I'll post more pictures soon and maybe an how-to guide if I have time.

Thanks guys.


----------



## Anonymous

what refactory did you use to make the interior walls and how did you form the channel for the element? 

jim


----------



## Noxx

I bought my refractory already mixed and wet. It contains silicates and a clay (probably Kaolin). It can support up to 1600°C but breaks very easily from thermal shock. My refractory has many many cracks but it seems to stay in place for the moment lol.

About the channels, this was for me the most challenging obstacle of the construction of the furnace. I rebuild it 7 times before I got it right...

I'm sorry to tell you that I don't know the word of the material in question. I don't even know it in french. What I know, is that it's used in mostly all houses under chairs and such to protect the floor from scratches.

Please someone, tell me how it's called !!

Here are a few pictures to help:

[img:1024:768]http://www.goldrefiningforum.com/images/pic%20031.jpg[/img]
[img:1024:768]http://www.goldrefiningforum.com/images/pic%20030.jpg[/img]

About how it was cast, I made my own cylinder made of cardboard then glued the «thing» like this: 

[img:640:480]http://www.goldrefiningforum.com/images/pic%20026.jpg[/img]

[img:640:480]http://www.goldrefiningforum.com/images/pic%20029.jpg[/img]

And then you put your refractory all around the cylinder like this: 

[img:1600:1200]http://www.goldrefiningforum.com/images/pic%20023.jpg[/img]

Then you let it dry a few days, you remove the cardboard + the «thing» and you gently burn the left over residues with a torch. 

I hope it helps.


----------



## Anonymous

excellent job. If I could make a suggestion about the cracks, I would work some the kaowool into the refractory to make it like fiberglass
the fibers will strengthen it. that wrap is an excellent idea.


----------



## Noxx

Yes, it's a good idea. I'll give it a try when I will repair it or rebuild another one...


----------



## fixinator

I believe it's called "felt".

Fix


----------



## Noxx

I've just melted gold for the first time.

It took 6 mins at full furnace capacity !

I'll post a vid and a few pictures soon.


----------



## aflacglobal

Good deal. :wink:


----------



## Noxx

Duh ! I tried to melt gold yesterday and my heating element melted ! :x 
The element was rated 1400°C and my thermocouple was showing 850°C but the element was running at full capacity and this may overheat it. Also, my thermocouple wasn't well placed in the furnace.

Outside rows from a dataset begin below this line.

PR #3316, opened 2022-01-05
Server.create_task() will fail if called unexpectedly

### LINKED ISSUE #3218: Warning during bootstrap

fantix:
Hence, all `Server.create_task()` calls are guarded with an additional
`if Server._accept_new_tasks` check.

This is simply Option 2 in #3112.

Closes #3112, closes #3220, fixes #3218

### DIFF
--- a/edb/server/server.py
+++ b/edb/server/server.py
@@ -557,7 +557,7 @@ class Server(ha_base.ClusterProtocol):
 
     def schedule_reported_config_if_needed(self, setting_name):
         setting = self._config_settings[setting_name]
-        if setting.report:
+        if setting.report and self._accept_new_tasks:
             self.create_task(
                 self.load_reported_config(), interruptable=True)
 
@@ -1106,6 +1106,9 @@ class Server(ha_base.ClusterProtocol):
             raise
 
     def _on_remote_ddl(self, dbname):
+        if not self._accept_new_tasks:
+            return
+
         # Triggered by a postgres notification event 'schema-changes'
         # on the __edgedb_sysevent__ channel
         async def task():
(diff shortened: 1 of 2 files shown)


edb/server/server.py
```diff
@@ -557,7 +557,7 @@ async def reload_sys_config(self):
 
     def schedule_reported_config_if_needed(self, setting_name):
         setting = self._config_settings[setting_name]
-        if setting.report:
+        if setting.report and self._accept_new_tasks:
             self.create_task(
```
1st1, line 561: Why can't `self.create_task` return early when `not self._accept_new_tasks`?

Also, `create_task(foo)` could wrap the foo coroutine into this:

```
async wrapper():
    if self._accept_new_tasks:
        await foo
```

With all that, we probably don't need to litter the code with many checks for `self._accept_new_tasks`, no?

fantix: Unfortunately neither of the suggested methods work - if a coroutine is created but not consumed in a Task, it'll raise a warning.

1st1: Oh, I see. :/

1st1 (approved):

What I learn: Never let run full power into your heating element, don't try to reach 1100°C in 5 mins...


----------



## Anonymous

Do you have the coils of your element restrained in some way? If not they may move as in compress and make hot spots or touch together shorting out some of the length, effectively lowering the resistance and 
rasing the amps resulting in a melted element, this is really evedient if the melt was confinded to one small spot.

How did you calculate the length of element needed? How many amps are you drawing? 

You may need to make a custom coil to limit your amp draw to allow the heat to raise at a slower rate. As small as your heated space appears you would only need 5 or 6 amps and that Kaowool is really good at keeping the heat in. I think that most kiln controls actually cut the power on and off rapidly to keep from melting the element.

jim


----------



## aflacglobal

I notice the element has been straightened in the first photo.
You didn't kink or cut any lenght off the coil lowering the resistance did you ?


----------



## Noxx

No I did not.
I received the element with straightened end like you see in the first picture that let me connect the wire.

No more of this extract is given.